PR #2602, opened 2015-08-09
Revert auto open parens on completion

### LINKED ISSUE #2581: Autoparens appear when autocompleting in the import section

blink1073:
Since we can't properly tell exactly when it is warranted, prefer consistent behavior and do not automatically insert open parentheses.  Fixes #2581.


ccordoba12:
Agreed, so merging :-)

-- -- --

- [Exercise brief]
From the data above, copy out every line with the string "when" in it.

- [Exercise answer]
### LINKED ISSUE #2581: Autoparens appear when autocompleting in the import section
Since we can't properly tell exactly when it is warranted, prefer consistent behavior and do not automatically insert open parentheses.  Fixes #2581.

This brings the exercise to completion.